═════ Records for processing
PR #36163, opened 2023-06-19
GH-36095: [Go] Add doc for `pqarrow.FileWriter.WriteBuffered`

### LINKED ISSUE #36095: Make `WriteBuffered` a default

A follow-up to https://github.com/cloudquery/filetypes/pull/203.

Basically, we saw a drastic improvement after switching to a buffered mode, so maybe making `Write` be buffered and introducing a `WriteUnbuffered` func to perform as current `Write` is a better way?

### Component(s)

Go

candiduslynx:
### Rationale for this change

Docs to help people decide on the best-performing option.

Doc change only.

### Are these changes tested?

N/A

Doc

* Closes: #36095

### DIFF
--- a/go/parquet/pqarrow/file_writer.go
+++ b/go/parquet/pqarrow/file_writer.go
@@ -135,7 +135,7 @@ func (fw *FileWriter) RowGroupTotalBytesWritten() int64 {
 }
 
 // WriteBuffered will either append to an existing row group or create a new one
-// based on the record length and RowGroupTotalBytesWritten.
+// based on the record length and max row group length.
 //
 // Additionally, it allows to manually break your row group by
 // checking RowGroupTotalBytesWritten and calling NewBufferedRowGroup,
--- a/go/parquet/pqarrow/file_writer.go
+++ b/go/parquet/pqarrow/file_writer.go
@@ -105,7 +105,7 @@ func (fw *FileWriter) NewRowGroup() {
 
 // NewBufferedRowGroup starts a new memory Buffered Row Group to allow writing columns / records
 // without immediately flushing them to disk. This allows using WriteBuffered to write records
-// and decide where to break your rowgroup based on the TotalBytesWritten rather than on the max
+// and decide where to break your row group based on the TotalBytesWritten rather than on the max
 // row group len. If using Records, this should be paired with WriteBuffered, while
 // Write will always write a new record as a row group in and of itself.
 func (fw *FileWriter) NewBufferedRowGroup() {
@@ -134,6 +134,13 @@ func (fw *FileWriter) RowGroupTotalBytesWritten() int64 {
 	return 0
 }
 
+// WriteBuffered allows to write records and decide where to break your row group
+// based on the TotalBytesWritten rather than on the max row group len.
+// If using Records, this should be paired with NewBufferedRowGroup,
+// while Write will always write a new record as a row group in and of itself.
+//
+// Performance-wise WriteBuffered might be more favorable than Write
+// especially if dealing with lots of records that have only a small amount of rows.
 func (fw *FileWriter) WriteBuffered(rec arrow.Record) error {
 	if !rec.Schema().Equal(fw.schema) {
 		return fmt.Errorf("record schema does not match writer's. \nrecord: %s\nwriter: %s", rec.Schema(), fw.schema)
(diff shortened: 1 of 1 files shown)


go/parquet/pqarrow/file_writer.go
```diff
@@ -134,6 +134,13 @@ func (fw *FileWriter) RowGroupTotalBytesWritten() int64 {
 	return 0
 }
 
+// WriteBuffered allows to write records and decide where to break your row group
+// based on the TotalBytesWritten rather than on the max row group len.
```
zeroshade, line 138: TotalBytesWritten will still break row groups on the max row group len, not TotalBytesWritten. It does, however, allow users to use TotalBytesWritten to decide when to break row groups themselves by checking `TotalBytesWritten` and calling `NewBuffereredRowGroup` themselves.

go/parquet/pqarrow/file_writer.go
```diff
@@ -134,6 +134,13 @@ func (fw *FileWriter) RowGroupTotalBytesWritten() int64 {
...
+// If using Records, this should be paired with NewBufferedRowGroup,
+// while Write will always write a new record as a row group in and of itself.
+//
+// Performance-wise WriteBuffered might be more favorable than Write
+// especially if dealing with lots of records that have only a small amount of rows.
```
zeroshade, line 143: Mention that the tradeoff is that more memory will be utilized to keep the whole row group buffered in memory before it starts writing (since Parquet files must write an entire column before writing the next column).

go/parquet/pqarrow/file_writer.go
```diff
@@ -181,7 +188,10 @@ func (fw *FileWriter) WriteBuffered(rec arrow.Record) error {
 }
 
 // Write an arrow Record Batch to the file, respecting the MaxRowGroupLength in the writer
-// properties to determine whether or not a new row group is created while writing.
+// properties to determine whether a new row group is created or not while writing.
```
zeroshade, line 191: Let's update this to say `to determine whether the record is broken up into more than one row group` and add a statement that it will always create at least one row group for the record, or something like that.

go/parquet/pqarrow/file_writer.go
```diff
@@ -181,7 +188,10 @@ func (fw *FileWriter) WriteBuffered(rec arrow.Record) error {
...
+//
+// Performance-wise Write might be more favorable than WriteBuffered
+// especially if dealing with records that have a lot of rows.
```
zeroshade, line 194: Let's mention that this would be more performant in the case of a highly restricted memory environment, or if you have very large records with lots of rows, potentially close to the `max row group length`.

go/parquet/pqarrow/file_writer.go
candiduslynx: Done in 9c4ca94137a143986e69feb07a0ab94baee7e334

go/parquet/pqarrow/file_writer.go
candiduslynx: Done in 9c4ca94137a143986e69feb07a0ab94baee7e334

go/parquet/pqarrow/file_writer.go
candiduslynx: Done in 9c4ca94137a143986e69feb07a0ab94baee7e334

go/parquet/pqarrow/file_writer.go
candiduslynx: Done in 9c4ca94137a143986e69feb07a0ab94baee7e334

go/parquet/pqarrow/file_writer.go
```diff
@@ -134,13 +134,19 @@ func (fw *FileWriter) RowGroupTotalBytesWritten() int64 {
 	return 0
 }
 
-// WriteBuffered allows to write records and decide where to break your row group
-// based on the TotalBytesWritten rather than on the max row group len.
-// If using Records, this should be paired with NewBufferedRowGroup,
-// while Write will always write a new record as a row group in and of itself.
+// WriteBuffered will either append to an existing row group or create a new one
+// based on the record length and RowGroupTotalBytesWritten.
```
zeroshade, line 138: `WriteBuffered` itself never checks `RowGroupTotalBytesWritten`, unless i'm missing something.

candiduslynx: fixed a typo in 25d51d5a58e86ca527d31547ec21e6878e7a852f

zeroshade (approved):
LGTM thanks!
══════════
● Your goal:
What lines in the data above carry "func"? Return them all.

● Your solution:
Basically, we saw a drastic improvement after switching to a buffered mode, so maybe making `Write` be buffered and introducing a `WriteUnbuffered` func to perform as current `Write` is a better way?
@@ -135,7 +135,7 @@ func (fw *FileWriter) RowGroupTotalBytesWritten() int64 {
@@ -105,7 +105,7 @@ func (fw *FileWriter) NewRowGroup() {
 func (fw *FileWriter) NewBufferedRowGroup() {
@@ -134,6 +134,13 @@ func (fw *FileWriter) RowGroupTotalBytesWritten() int64 {
 func (fw *FileWriter) WriteBuffered(rec arrow.Record) error {
@@ -134,6 +134,13 @@ func (fw *FileWriter) RowGroupTotalBytesWritten() int64 {
@@ -134,6 +134,13 @@ func (fw *FileWriter) RowGroupTotalBytesWritten() int64 {
@@ -181,7 +188,10 @@ func (fw *FileWriter) WriteBuffered(rec arrow.Record) error {
@@ -181,7 +188,10 @@ func (fw *FileWriter) WriteBuffered(rec arrow.Record) error {
@@ -134,13 +134,19 @@ func (fw *FileWriter) RowGroupTotalBytesWritten() int64 {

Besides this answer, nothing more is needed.